Measured on a laptop (Windows 11, Python 3.12, 16GB RAM) with fuzzy + exact + golden record pipeline.
| Records | Time | Throughput | Pairs Found | Memory |
|---|---|---|---|---|
| 1,000 | 0.15s | 6,667 rec/s | 210 | 101 MB |
| 10,000 | 1.67s | 5,975 rec/s | 7,000 | 123 MB |
| 100,000 | 12.78s | 7,823 rec/s | 571,000 | 546 MB |
| 1,000,000 | 7.8s | 128,205 rec/s | – | – |
The 1M benchmark is exact-only (Polars self-join). Fuzzy matching at 1M requires chunked processing or the DuckDB backend.
Parallel block scoring + intra-field early termination reduced 100K fuzzy matching from ~100s to ~39s (2.5x speedup):
| Optimization | 100K Time |
|---|---|
| Baseline (sequential, no early termination) | ~100s |
| + Parallel block scoring (ThreadPoolExecutor) | ~55s |
| + Intra-field early termination | ~39s |
| Pipeline overhead (ingest, standardize, cluster, golden) | ~12.8s total |
| Records | Recommended Approach |
|---|---|
| < 100K | Default (in-memory Polars) |
| 100K – 500K | Default with blocking tuning |
| 500K – 1M | Chunked processing (--chunked) |
| 1M – 10M | DuckDB backend or database sync |
| 10M+ | Ray backend (--backend ray) or database sync + ANN |
python tests/benchmarks/run_leipzig.py
Runs DBLP-ACM, DBLP-Scholar with multiple strategies and reports F1.
python tests/benchmarks/run_v030_quick.py
Tests Fellegi-Sunter, learned blocking, and LLM budget features.
python tests/benchmarks/run_domain_bench.py # Abt-Buy
python tests/benchmarks/run_amazon_google_bench.py # Amazon-Google
OPENAI_API_KEY=... python tests/benchmarks/run_llm_budget_bench.py
Requires an OpenAI API key.
python tests/bench_1m.py
Generates synthetic data at multiple scales and measures throughput.
python tests/analyze_results.py
Structured data does not need LLMs or embeddings. Fuzzy matching achieves 97%+ F1 on bibliographic and person records.
Product matching needs domain extraction + LLM. Domain extraction gets 393/1081 model matches for free on electronics.

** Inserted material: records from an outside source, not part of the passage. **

PR #3880, opened 2026-03-04
[API] [CLI] Add `duplicate_repo` (instead of `duplicate_space`) + `hf repos duplicate`

Wauplin:
Add `duplicate_repo` method and CLI command (`hf repos duplicate`) to unify repository duplication across all types, deprecating `duplicate_space`.

Fix https://github.com/huggingface/huggingface_hub/issues/3825.

---
[Slack Thread](https://huggingface.slack.com/archives/D0A9313SS3G/p1772635257057729?thread_ts=1772635257.057729&cid=D0A9313SS3G)

<p><a href="https://cursor.com/agents/bc-c9d873fe-8695-54c7-a6ad-4fca85bbba7a"><picture><source media="(prefers-color-scheme: dark)" srcset="https://cursor.com/assets/images/open-in-web-dark.png"><source media="(prefers-color-scheme: light)" srcset="https://cursor.com/assets/images/open-in-web-light.png">Open in Web</picture></a>&nbsp;<a href="https://cursor.com/background-agent?bcId=bc-c9d873fe-8695-54c7-a6ad-4fca85bbba7a"><picture><source media="(prefers-color-scheme: dark)" srcset="https://cursor.com/assets/images/open-in-cursor-dark.png"><source media="(prefers-color-scheme: light)" srcset="https://cursor.com/assets/images/open-in-cursor-light.png">Open in Cursor</picture></a>&nbsp;</p>

PR #3888, opened 2026-03-05
[CLI] Add space-specific options to `hf repos create` and `hf repos duplicate`

Wauplin:
Add `--hardware/--flavor`, `--storage`, `--sleep-time`, `-s/--secret`, and `-e/--env` options to both `hf repos create` and `hf repos duplicate` CLI commands.

These options map to the existing space_hardware, space_storage, space_sleep_time, space_secrets, and space_variables parameters in the HfApi.create_repo() and HfApi.duplicate_repo() methods.

Secrets and env vars accept `KEY=VALUE` format or just `KEY` (reads value from local environment variable).

Mostly same syntax as for `hf jobs run`.

Follow-up to https://github.com/huggingface/huggingface_hub/pull/3880#pullrequestreview-3897047261

---

> [!NOTE]
> **Medium Risk**
> Extends CLI surface area and refactors env/secret parsing into shared helpers used by `jobs` and `repos`, which could subtly change how variables/secrets are resolved from files or the local environment.
> 
> **Overview**
> Adds Space-specific flags to `hf repos create` and `hf repos duplicate` to configure Space hardware (`--flavor`), persistent storage (`--storage`), sleep behavior (`--sleep-time`), and initial variables/secrets via `-e/--env`, `--env-file`, `-s/--secrets`, and `--secrets-file`.
> 
> Introduces shared env/secret option types plus `parse_env_map`/`env_map_to_key_value_list` in `_cli_utils`, and updates `jobs` to use these helpers (including resolving bare secret keys like `HF_TOKEN` from an extended local environment). Documentation and CLI tests are updated to cover the new flags and API parameter wiring (`space_hardware`, `space_storage`, `space_sleep_time`, `space_variables`, `space_secrets`).
> 
> <sup>Written by [Cursor Bugbot](https://cursor.com/dashboard?tab=bugbot) for commit f6ad08cd9927f3b2438ab1c9b595c4a4aeeffc71. This will update automatically on new commits. Configure [here](https://cursor.com/dashboard?tab=bugbot).</sup>

### DIFF
--- a/src/huggingface_hub/cli/_cli_utils.py
+++ b/src/huggingface_hub/cli/_cli_utils.py
@@ -415,39 +415,22 @@ def _get_extended_environ() -> dict[str, str]:
     return extended_environ
 
 
-def _parse_dotenv_map(
-    env: Optional[list[str]] = None,
-    env_file: Optional[str] = None,
-    *,
-    environ: dict[str, str],
-) -> dict[str, Optional[str]]:
-    """Parse CLI env/secrets args into a dict using the provided lookup environment."""
-    env_map: dict[str, Optional[str]] = {}
-    if env_file:
-        env_map.update(load_dotenv(Path(env_file).read_text(), environ=environ))
-    for env_value in env or []:
-        env_map.update(load_dotenv(env_value, environ=environ))
-    return env_map
-
-
 def parse_env_map(
     env: Optional[list[str]] = None,
     env_file: Optional[str] = None,
 ) -> dict[str, Optional[str]]:
-    """Parse ``-e``/``--env`` and ``--env-file`` CLI args into a dict."""
-    return _parse_dotenv_map(env, env_file, environ=os.environ.copy())
-
-
-def parse_secret_map(
-    secrets: Optional[list[str]] = None,
-    secrets_file: Optional[str] = None,
-) -> dict[str, Optional[str]]:
-    """Parse ``-s``/``--secrets`` and ``--secrets-file`` CLI args into a dict.
+    """Parse ``-e``/``--env``/``-s``/``--secrets`` and ``--env-file``/``--secrets-file`` CLI args into a dict.
 
     Uses an extended environment that includes the user's HF token so that
     bare ``--secrets HF_TOKEN`` resolves correctly.
     """
-    return _parse_dotenv_map(secrets, secrets_file, environ=_get_extended_environ())
+    extended_environ = _get_extended_environ()
+    env_map: dict[str, Optional[str]] = {}
+    if env_file:
+        env_map.update(load_dotenv(Path(env_file).read_text(), environ=extended_environ))
+    for env_value in env or []:
+        env_map.update(load_dotenv(env_value, environ=extended_environ))
+    return env_map
 
 
 def env_map_to_key_value_list(env_map: dict[str, Optional[str]]) -> Optional[list[dict[str, str]]]:
--- a/src/huggingface_hub/cli/repos.py
+++ b/src/huggingface_hub/cli/repos.py
@@ -47,7 +47,6 @@ from ._cli_utils import (
     env_map_to_key_value_list,
     get_hf_api,
     parse_env_map,
-    parse_secret_map,
     typer_factory,
 )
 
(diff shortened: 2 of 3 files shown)


src/huggingface_hub/cli/_cli_utils.py
```diff
@@ -365,6 +365,93 @@ class RepoType(str, Enum):
...
+    """Parse ``-s``/``--secrets`` and ``--secrets-file`` CLI args into a dict."""
+    from huggingface_hub.utils._dotenv import load_dotenv
+
+    secrets_map: dict[str, Optional[str]] = {}
+    extended_environ = _get_extended_environ()
+    if secrets_file:
+        secrets_map.update(load_dotenv(Path(secrets_file).read_text(), environ=extended_environ))
+    for secret in secrets or []:
+        secrets_map.update(load_dotenv(secret, environ=extended_environ))
+    return secrets_map
```
Wauplin: @cursor please merge both into a `parse_env_map` and always use extended environment

src/huggingface_hub/cli/_cli_utils.py
```diff
@@ -365,6 +365,93 @@ class RepoType(str, Enum):
...
+        env_map.update(load_dotenv(env_value, environ=os.environ.copy()))
+    return env_map
+
+
+def parse_secrets_map(
+    secrets: Optional[list[str]] = None,
+    secrets_file: Optional[str] = None,
+) -> dict[str, Optional[str]]:
+    """Parse ``-s``/``--secrets`` and ``--secrets-file`` CLI args into a dict."""
+    from huggingface_hub.utils._dotenv import load_dotenv
```
Wauplin: @cursor please move import line at top module

src/huggingface_hub/cli/repos.py
```diff
@@ -119,7 +163,7 @@ def repo_create(
     "duplicate",
     examples=[
         "hf repos duplicate openai/gdpval --type dataset",
-        "hf repos duplicate multimodalart/dreambooth-training my-dreambooth --type space --private",
+        "hf repos duplicate SpacesExamples/xxx myorg/dev --type space --flavor l4x4 --secrets HF_TOKEN --private",
```
Wauplin:
```suggestion
        "hf repos duplicate multimodalart/dreambooth-training my-dreambooth --type space --flavor l4x4 --secrets HF_TOKEN --private",
```

Wauplin:
@bot /style

src/huggingface_hub/cli/_cli_utils.py
```diff
@@ -365,6 +366,80 @@ class RepoType(str, Enum):
...
+def parse_env_map(
+    env: Optional[list[str]] = None,
+    env_file: Optional[str] = None,
+) -> dict[str, Optional[str]]:
+    """Parse ``-e``/``--env``/``-s``/``--secrets`` and ``--env-file``/``--secrets-file`` CLI args into a dict.
+
+    Uses an extended environment that includes the user's HF token so that
+    bare ``--secrets HF_TOKEN`` resolves correctly.
+    """
+    extended_environ = _get_extended_environ()
```
hanouticelina, line 427: I initially splitted `parse_env_map` and `parse_secrets_map` in [e56572f](https://github.com/huggingface/huggingface_hub/pull/3888/commits/e56572f2d18f4df2721d620d2e630dac0ad4cd66), then saw your comment asking to merge them. i think Cursor might be right here. Before this PR, parsing used two different environments:
  - `--env `-> `os.environ.copy()` (plain shell environment)
  - `--secrets` -> `_get_extended_environ()` (shell environment + locally saved HF token)
 
The merged `parse_env_map()` always calls `_get_extended_environ()`, so `--env HF_TOKEN` (bare, no `=value`) resolves to the user's saved auth token even when `HF_TOKEN` isn't in the shell. `hf repos create my-space --type space --space-sdk gradio --env HF_TOKEN` would send the saved token as a public Space variable, no? or Cursor and I are overthinking it? 😄

src/huggingface_hub/cli/_cli_utils.py
hanouticelina: cf my comment [here](https://github.com/huggingface/huggingface_hub/pull/3888#discussion_r2955279021)

src/huggingface_hub/cli/_cli_utils.py
Wauplin: I do think it's a big overthinking here. If someone does 

```
hf repos create my-space --type space --space-sdk gradio --env HF_TOKEN
```

it is a problem no matter if the hf token is from an env variable or the locally saved token. Hence I would keep things as they are now for simplicity

Wauplin:
I've merged it as-is given the above convo. For the "it might leak locally saved token" I don't think we should care of this corner case (it's user's fault here). If we want to do something about it I think it should be on the infra/Hub side i.e. automatically revoke an hf token set as `HF_TOKEN` env variable in a (public) Space or Job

LLM scoring handles the borderline pairs.
More candidates can hurt. Adding candidate sources (domain extraction, token normalization, manufacturer blocking) helps electronics but hurts software matching. Keep the candidate set clean for domains without precise identifiers.
Blocking key choice dominates performance. A coarse blocking key (state) makes 100K fuzzy matching 30x slower than a fine key (zip + soundex).
PPRL auto-config beats manual tuning. 92.4% F1 vs 89.8% on FEBRL4, with zero manual configuration.
4 PPRL fields beats 6. Fewer, higher-quality fields reduce noise in bloom filter comparison.